Was beschreibt die „Lehnspyramide“?

Antwort

Schichten von Herren und Vasallen

Der Hintergrund zur Antwort

Sie veranschaulicht die mittelalterliche Hierarchie von Autorität und Pflichten innerhalb der grundbesitzenden Elite – vom König über die großen Fürsten bis zu minderen Herren und Rittern – verbunden durch Huldigung und Treueeid. Jede Stufe vergab Lehen (Land oder Einkünfte) an die darunterliegenden im Austausch für Kriegsdienst, Rat und Loyalität; im Gegenzug schuldeten die Oberen Schutz und Recht. Daher geht es um Beziehungen innerhalb der Herrenschicht und nicht um Bauern oder bloße Militärgrade.

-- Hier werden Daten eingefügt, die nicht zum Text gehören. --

PR #2221, opened 2025-05-11
chore: Indicate when diff calculation begins to avoid appearing stalled

joshka:
Previously, release-plz could appear unresponsive for a noticeable
period (e.g., 15 seconds on a reasonably sized repository) while
calculating the diff for a package. This change adds a log message at
the start of the diff calculation to inform the user about this
potentially long-running operation.

image

### DIFF
--- a/crates/release_plz_core/src/command/update/updater.rs
+++ b/crates/release_plz_core/src/command/update/updater.rs
@@ -486,7 +486,10 @@ impl Updater<'_> {
         registry_packages: &PackagesCollection,
         repository: &Repo,
     ) -> anyhow::Result<Diff> {
-        info!("determining next version for {} {}", package.name, package.version);
+        info!(
+            "determining next version for {} {}",
+            package.name, package.version
+        );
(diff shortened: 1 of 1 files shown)


crates/release_plz_core/src/command/update/updater.rs
```diff
@@ -486,6 +486,7 @@ impl Updater<'_> {
         registry_packages: &PackagesCollection,
         repository: &Repo,
     ) -> anyhow::Result<Diff> {
+        info!("calculating diff for {} {}", package.name, package.version);
```
marcoieni, line 489:
```suggestion
        info!("determining next version for {} {}", package.name, package.version);
```

marcoieni:
Thanks, good idea!
I changed the words a bit, although it could be better probably 😅

joshka:
No problem on the wording change. Once you've seen a log message once, the actual words don't matter too much, as the majority of the value is from the presence of the log message not the content.

PR #2232, opened 2025-05-16
add max analyze commits

### LINKED ISSUE #2228: Stop analyzing git history after 100 commits by default
## Motivations
`release-plz update` on big projects using release-plz for the first time takes a long time because release-plz needs to analyze the entire git history.

- Would you like to implement this feature? [y/n]

## Solution
Introduce a new config file field called `max_commits` which by default is 100.
In [this](https://github.com/release-plz/release-plz/blob/fc8b9f360bd2a10affa549dcba85ae09bedf1a68/crates/release_plz_core/src/command/update/updater.rs#L544) function stop if we already analyzed 100 commits.

TroyKomodo:
Adds a limit to the maximum analyze commits 

fixes #2228


crates/release_plz/src/config.rs
```diff
@@ -164,6 +164,9 @@ pub struct Workspace {
     ///   `release-plz-`. So if you want to create a PR that should trigger a release
     ///   (e.g. when you fix the CI), use this branch name format (e.g. `release-plz-fix-ci`).
     pub release_always: Option<bool>,
+    /// Maximum number of commits to analize.
+    /// - If not provided: will analize all commits up until the previous release.
```
marcoieni, line 168:
```suggestion
    /// Maximum number of commits to analyze.
    /// If not provided, analyze all commits up until the previous release.
```

marcoieni:
The issue indicated that the config field should be 100 by default (Btw, I changed my mind. let's make it 1000). Can you please make this change?

Furthermore, this field should only be considered if there are no previous releases of the crate. I.e. if [registry_package](https://github.com/release-plz/release-plz/blob/4665f3cdf44a87429310202ad15df8f74b17fa6a/crates/release_plz_core/src/command/update/updater.rs#L548) is None.


Also, can you document this in https://github.com/release-plz/release-plz/blob/main/website/docs/config.md ?

PR #2363, opened 2025-08-30
chore: update release-plz workflow permissions

risu729:
This PR is to show my goal in https://github.com/release-plz/release-plz/issues/2354.

After all related PRs are merged, this should work. I will update the docs later.


.github/workflows/release-plz.yml
```diff
@@ -12,32 +12,30 @@ jobs:
     if: ${{ github.repository_owner == 'release-plz' }}
     environment: release-plz
     permissions:
-      contents: write
+      contents: read
```
marcoieni, line 17: can't we just remove this permissions block? Isn't `contents: read` the default?

marcoieni:
Btw I solved the merge conflicts and pushed a few commits to restore your changes and fixes the mistakes I made when merging the conflict.

.github/workflows/release-plz.yml
```diff
@@ -12,32 +12,30 @@ jobs:
...
           toolchain: stable
+      # Generating a GitHub token, so that PRs and tags created by
+      # the release-plz-action can trigger actions workflows.
+      - name: Generate GitHub token
+        uses: actions/create-github-app-token@67018539274d69449ef7c02e8e71183d1719ab42 # v2.1.4
+        id: generate-token
+        with:
+          app-id: ${{ secrets.APP_ID }}
+          private-key: ${{ secrets.APP_PRIVATE_KEY }}
+          permission-contents: write
```
marcoieni, line 41: why is this required now if before wasn't?
The permissions of the app are managed in the app settings anyway, why do we need to repeat them here? 🤔

.github/workflows/release-plz.yml
risu729: `read: all` is the default, but it's fine to remove the whole block. I think read permissions are safe.

.github/workflows/release-plz.yml
risu729: Yes, it's not strictly required. However, we don't need the `pull-requests` permission for `release-plz release`, so this would narrow the permissions.
Also, even if the app has broad permissions, the `permission` settings safely restrict them from being used. However, this is just my preference; it's not required.

marcoieni: oh, that's actually nice. I'm fine leaving this, can you add a comment that explains this?

.github/workflows/release-plz.yml
marcoieni: oh you mean that `permissions: {}` has more permissions than `permissions: contents: read`?
If that's true, than let's keep `contents: read`. I wasn't aware about this. Can you link some docs or discussions that explains this?

If that's false, let's use `permissions: {}` (zizmor suggest to have an empty permission block instead of having none)

risu729: Oh, sorry, I was wrong.
Not setting `permissions` means `contents: read` and `packages: read` (it wasn't `read: all`).

The document is here. It might be different depending on your repository/organisation settings, but the default is that.
https://docs.github.com/en/repositories/managing-your-repositorys-settings-and-features/enabling-features-for-your-repository/managing-github-actions-settings-for-a-repository#configuring-the-default-github_token-permissions

Also, zizmor recommends `permissions: {}` to remove all permissions in the workflow level, and give required permissions in the job levels.
https://docs.zizmor.sh/audits/#excessive-permissions
`permissions: {}` means no permissions at all, not the default permission.

marcoieni: ok, then let's use `permissions: {}` and let's see if we have any issues related to permissions 👍

risu729: I added it, only for `release-plz.yml`.

marcoieni: why not replacing it here, too? 🤔
I mean `permissions: {}` instead of `permissions: contents: read`

risu729: Oh I see, it's required to check out the repository.

Issue #2390, opened 2025-09-09
Older changelogs have the headline added second time, resulting in duplicate sections


zvolin:
## Bug description

Hey, we've noticed recently that there has been some change to the changelog format, that causes release-plz to add the headline and first paragraph again.

We've been using release-plz for quite a time already and it managed our changelogs entirely. There was some time with no new releases for some of the crates, and we found out running release-plz now resulted in diffs like [this](https://github.com/eigerco/blockstore/pull/36/commits/b17dd1b6bd7c42909f73fd8a0c4a5362e52a7efb):

```diff
 # Changelog
+
+All notable changes to this project will be documented in this file.
+
+The format is based on [Keep a Changelog](https://keepachangelog.com/en/1.0.0/),
+and this project adheres to [Semantic Versioning](https://semver.org/spec/v2.0.0.html).
+
+## [Unreleased]
+
+## [0.8.0](https://github.com/eigerco/blockstore/compare/v0.7.1...v0.8.0) - 2025-09-09
+
+### Added
+
+- [**breaking**] upgrade dependencies, update ci ([#35](https://github.com/eigerco/blockstore/pull/35))
+# Changelog
 All notable changes to this project will be documented in this file.
 
 The format is based on [Keep a Changelog](https://keepachangelog.com/en/1.0.0/),
```

I suspect it is because the new line after the `# Changelog` headline, that was missing in the past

Die „Pyramide“ ist eine moderne Vereinfachung. In der Praxis bildeten lehnsrechtliche Bindungen ein verwobenes Geflecht: Ein Ritter konnte mehreren Oberherren dienen, die Kirche war ein gewaltiger Grundbesitzer, und die Gebräuche variierten je nach Region. Rituale machten dies greifbar – Niederknien, ineinandergelegte Hände und symbolische Investitur mit einer Urkunde oder einer Erdscholle. In England schränkte das Statut Quia Emptores von 1290 sogar die Unterbelehnung ein und veränderte so die gestufte Ordnung.